Your task = The answer must be the full set of records, repeated exactly.

Records provided =
PR #8284, opened 2023-04-04
taxonomy: Taxonomy hr 20230401

benbenben2:
used chatgpt to pluralize categories in HR
+ added few ingredients/labels


stephanegigandet (approved):
We can merge as-is, but it would be a good idea to also keep the singular as a synonym, so that we can match the category if someone uses the singular (or if we get it from a producer import)

benbenben2:
Yes, yes, yes. I will apply those changes

benbenben2:
@stephanegigandet, singular are kept in the last commit

stephanegigandet (approved):
Perfect, thank you!

PR #8290, opened 2023-04-05
taxonomy: ro translations

moon-rabbitOFF:
### Part of
-


taxonomies/ingredients.txt
```diff
@@ -14353,6 +14353,7 @@ nn:ghi, ghee
 pa:ਘਿਉ
 pl:ghi, ghee
 pt:ghi, ghee
+ro:ulei de unt
```
benbenben2, line 14356: Do you think that we could add "ghee" as a synonym as well?
```suggestion
ro:ulei de unt, ghee
```

aleene: I rather keep them separate, just to keep the indian variant as its own entity. You could add it to butter fat.

alexgarel:
@benbenben2 and @aleene would you approve ?

taxonomies/ingredients.txt
benbenben2: @alexgarel, 
I understood that @aleene suggests to keep only ghee in this block (indian variant) and more ulei de unt in other entry (butter fat)

benbenben2: suggestion from @aleene has been applied (you can ignore the first comment of this thread)

benbenben2:
@alexgarel , @moon-rabbitOFF , @aleene 

As suggested by @aleene, "ulei de unt" was move under "en:butterfat" (which already contains "butter oil" ("ulei de unt" in English) as synonym).

And the other block where "ulei de unt" was located, now contains only "ghee" for all languages.

moon-rabbitOFF:
Thank yu for your changes @benbenben2

benbenben2 (approved):

PR #11487, opened 2025-02-25
taxonomy: taxonomies-enhancer-croatia

benbenben2:
### What
apply taxonomies enhancer suggestion found for food products in Croatia

- Fixes #-none-


alexgarel (approved):
You are the one to best know !
So let's go :-)

PR #11494, opened 2025-02-26
ci: Update CODEOWNERS for less notification spam

teolemon:
### What
disable openfoodfacts-server as a codeowner to reduce notification spam (reviews will have to be requested manually)


john-gom:
Should we perhaps create an openfoodfacts-server-owners group in GitHub so that people who still want these emails can get them?

hangy (commented):
`CODEOWNERS` are not only about notification, but also about making a review from a group required. Should that not be the case any more?

stephanegigandet (changes requested):
There is an error message:

Unknown owner on line 7: make sure the team @openfoodfacts/taxonomy-reviewers exists, is publicly visible, and has write access to the repository
taxonomies/       @openfoodfacts/taxonomy-reviewers

teolemon:
thanks @stephanegigandet, updated with the new name of the team

teolemon:
still broken

john-gom (approved):

hangy (approved):

PR #11495, opened 2025-02-26
fix: add missing product_type field to products, 

### LINKED ISSUE #11492: Products without a product_type
Reported by @teolemon on Slack: https://openfoodfacts.slack.com/archives/C02LDQDDD/p1740566174871269

Some products still have no product_type field.

```
off> db.products.find({ product_type: { $exists : false }}, {code: 1})
[
  { _id: '12112788', code: '12112788' },
  { _id: '05571154', code: '05571154' },
  { _id: '2000000039454', code: '2000000039454' },
  { _id: '2000000005970', code: '2000000005970' },
  { _id: '2000000009975', code: '2000000009975' },
  { _id: '2000000033079', code: '2000000033079' },
  { _id: '20901722', code: '20901722' },
  { _id: '20004101', code: '20004101' },
  { _id: '20024765', code: '20024765' },
  { _id: '20024901', code: '20024901' },
  { _id: '20047214', code: '20047214' },
  { _id: '80122029', code: '80122029' },
  { _id: '20181611', code: '20181611' },
  { _id: '20841706', code: '20841706' },
  { _id: '20248321', code: '20248321' },
  { _id: '20499471', code: '20499471' },
  { _id: '20621483', code: '20621483' },
  { _id: '20641627', code: '20641627' },
  { _id: '20657284', code: '20657284' },
  { _id: '24039758', code: '24039758' }
]
Type "it" for more
off> db.products.count({ product_type: { $exists : false }})
DeprecationWarning: Collection.count() is deprecated. Use countDocuments or estimatedDocumentCount.
1805

```

It seems some products never had a product_type: https://world.openfoodfacts.org/product/05571154/danette-chocolat-delice-100-g

And in at least one instance, it was removed, apparently by scanbot (weird, scanbot just reads the product and adds scans): https://world.openfoodfacts.org/product/12112788/softer-butter-marks-spencer-250-g?rev=27
-> in this instance, scanbot also removed one category (butters), very strange

stephanegigandet:
will need to be run again on off, opf, obf, opff, off-pro to fix missing product_types

fixes #11492

### DIFF
--- a/lib/ProductOpener/Products.pm
+++ b/lib/ProductOpener/Products.pm
@@ -1161,6 +1161,12 @@ sub store_product ($user_id, $product_ref, $comment) {
 		delete $product_ref->{server};
 	}
 
+	# If we do not have a product_type, we set it to the default product_type of the current server
+	# This can happen if we are reverting a product to a previous version that did not have a product_type
+	if (not defined $product_ref->{product_type}) {
+		$product_ref->{product_type} = $options{product_type};
+	}
+
 	# In case we need to move a product from OFF to OBF etc.
 	# we will have a old_product_type field
 
--- a/scripts/update_all_products.pl
+++ b/scripts/update_all_products.pl
@@ -329,6 +329,11 @@ if ($fix_string_last_modified_t) {
 	$query_ref->{last_modified_t} = {'$type' => "string"};
 }
 
+# Query products that don't have a product_type field
+if ($add_product_type) {
+	$query_ref->{product_type} = {'$exists' => 0};
+}
+
 # On the producers platform, require --query owners_tags to be set, or the --all-owners field to be set.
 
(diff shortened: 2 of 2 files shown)


teolemon (approved):
Any idea what could be causing the thing. 
Is there a scenario where product_type could be unset, or nether set (arbitrary product creation, older versions of the API, corner case in the current API (eg images uploaded on product which doesn't exist)… ?

stephanegigandet:
> Any idea what could be causing the thing. Is there a scenario where product_type could be unset, or nether set (arbitrary product creation, older versions of the API, corner case in the current API (eg images uploaded on product which doesn't exist)… ?

It may be multiple causes. At least a few instances are when a product was reverted to an earlier version without product_type. I added a fix for that, which might also fix other causes. We'll add the product types and verify later if we have new cases.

Solution for this problem =
PR #8284, opened 2023-04-04
taxonomy: Taxonomy hr 20230401

benbenben2:
used chatgpt to pluralize categories in HR
+ added few ingredients/labels


stephanegigandet (approved):
We can merge as-is, but it would be a good idea to also keep the singular as a synonym, so that we can match the category if someone uses the singular (or if we get it from a producer import)

benbenben2:
Yes, yes, yes. I will apply those changes

benbenben2:
@stephanegigandet, singular are kept in the last commit

stephanegigandet (approved):
Perfect, thank you!

PR #8290, opened 2023-04-05
taxonomy: ro translations

moon-rabbitOFF:
### Part of
-


taxonomies/ingredients.txt
```diff
@@ -14353,6 +14353,7 @@ nn:ghi, ghee
 pa:ਘਿਉ
 pl:ghi, ghee
 pt:ghi, ghee
+ro:ulei de unt
```
benbenben2, line 14356: Do you think that we could add "ghee" as a synonym as well?
```suggestion
ro:ulei de unt, ghee
```

aleene: I rather keep them separate, just to keep the indian variant as its own entity. You could add it to butter fat.

alexgarel:
@benbenben2 and @aleene would you approve ?

taxonomies/ingredients.txt
benbenben2: @alexgarel, 
I understood that @aleene suggests to keep only ghee in this block (indian variant) and more ulei de unt in other entry (butter fat)

benbenben2: suggestion from @aleene has been applied (you can ignore the first comment of this thread)

benbenben2:
@alexgarel , @moon-rabbitOFF , @aleene 

As suggested by @aleene, "ulei de unt" was move under "en:butterfat" (which already contains "butter oil" ("ulei de unt" in English) as synonym).

And the other block where "ulei de unt" was located, now contains only "ghee" for all languages.

moon-rabbitOFF:
Thank yu for your changes @benbenben2

benbenben2 (approved):

PR #11487, opened 2025-02-25
taxonomy: taxonomies-enhancer-croatia

benbenben2:
### What
apply taxonomies enhancer suggestion found for food products in Croatia

- Fixes #-none-


alexgarel (approved):
You are the one to best know !
So let's go :-)

PR #11494, opened 2025-02-26
ci: Update CODEOWNERS for less notification spam

teolemon:
### What
disable openfoodfacts-server as a codeowner to reduce notification spam (reviews will have to be requested manually)


john-gom:
Should we perhaps create an openfoodfacts-server-owners group in GitHub so that people who still want these emails can get them?

hangy (commented):
`CODEOWNERS` are not only about notification, but also about making a review from a group required. Should that not be the case any more?

stephanegigandet (changes requested):
There is an error message:

Unknown owner on line 7: make sure the team @openfoodfacts/taxonomy-reviewers exists, is publicly visible, and has write access to the repository
taxonomies/       @openfoodfacts/taxonomy-reviewers

teolemon:
thanks @stephanegigandet, updated with the new name of the team

teolemon:
still broken

john-gom (approved):

hangy (approved):

PR #11495, opened 2025-02-26
fix: add missing product_type field to products, 

### LINKED ISSUE #11492: Products without a product_type
Reported by @teolemon on Slack: https://openfoodfacts.slack.com/archives/C02LDQDDD/p1740566174871269

Some products still have no product_type field.

```
off> db.products.find({ product_type: { $exists : false }}, {code: 1})
[
  { _id: '12112788', code: '12112788' },
  { _id: '05571154', code: '05571154' },
  { _id: '2000000039454', code: '2000000039454' },
  { _id: '2000000005970', code: '2000000005970' },
  { _id: '2000000009975', code: '2000000009975' },
  { _id: '2000000033079', code: '2000000033079' },
  { _id: '20901722', code: '20901722' },
  { _id: '20004101', code: '20004101' },
  { _id: '20024765', code: '20024765' },
  { _id: '20024901', code: '20024901' },
  { _id: '20047214', code: '20047214' },
  { _id: '80122029', code: '80122029' },
  { _id: '20181611', code: '20181611' },
  { _id: '20841706', code: '20841706' },
  { _id: '20248321', code: '20248321' },
  { _id: '20499471', code: '20499471' },
  { _id: '20621483', code: '20621483' },
  { _id: '20641627', code: '20641627' },
  { _id: '20657284', code: '20657284' },
  { _id: '24039758', code: '24039758' }
]
Type "it" for more
off> db.products.count({ product_type: { $exists : false }})
DeprecationWarning: Collection.count() is deprecated. Use countDocuments or estimatedDocumentCount.
1805

```

It seems some products never had a product_type: https://world.openfoodfacts.org/product/05571154/danette-chocolat-delice-100-g

And in at least one instance, it was removed, apparently by scanbot (weird, scanbot just reads the product and adds scans): https://world.openfoodfacts.org/product/12112788/softer-butter-marks-spencer-250-g?rev=27
-> in this instance, scanbot also removed one category (butters), very strange

stephanegigandet:
will need to be run again on off, opf, obf, opff, off-pro to fix missing product_types

fixes #11492

### DIFF
--- a/lib/ProductOpener/Products.pm
+++ b/lib/ProductOpener/Products.pm
@@ -1161,6 +1161,12 @@ sub store_product ($user_id, $product_ref, $comment) {
 		delete $product_ref->{server};
 	}
 
+	# If we do not have a product_type, we set it to the default product_type of the current server
+	# This can happen if we are reverting a product to a previous version that did not have a product_type
+	if (not defined $product_ref->{product_type}) {
+		$product_ref->{product_type} = $options{product_type};
+	}
+
 	# In case we need to move a product from OFF to OBF etc.
 	# we will have a old_product_type field
 
--- a/scripts/update_all_products.pl
+++ b/scripts/update_all_products.pl
@@ -329,6 +329,11 @@ if ($fix_string_last_modified_t) {
 	$query_ref->{last_modified_t} = {'$type' => "string"};
 }
 
+# Query products that don't have a product_type field
+if ($add_product_type) {
+	$query_ref->{product_type} = {'$exists' => 0};
+}
+
 # On the producers platform, require --query owners_tags to be set, or the --all-owners field to be set.
 
(diff shortened: 2 of 2 files shown)


teolemon (approved):
Any idea what could be causing the thing. 
Is there a scenario where product_type could be unset, or nether set (arbitrary product creation, older versions of the API, corner case in the current API (eg images uploaded on product which doesn't exist)… ?

stephanegigandet:
> Any idea what could be causing the thing. Is there a scenario where product_type could be unset, or nether set (arbitrary product creation, older versions of the API, corner case in the current API (eg images uploaded on product which doesn't exist)… ?

It may be multiple causes. At least a few instances are when a product was reverted to an earlier version without product_type. I added a fix for that, which might also fix other causes. We'll add the product types and verify later if we have new cases.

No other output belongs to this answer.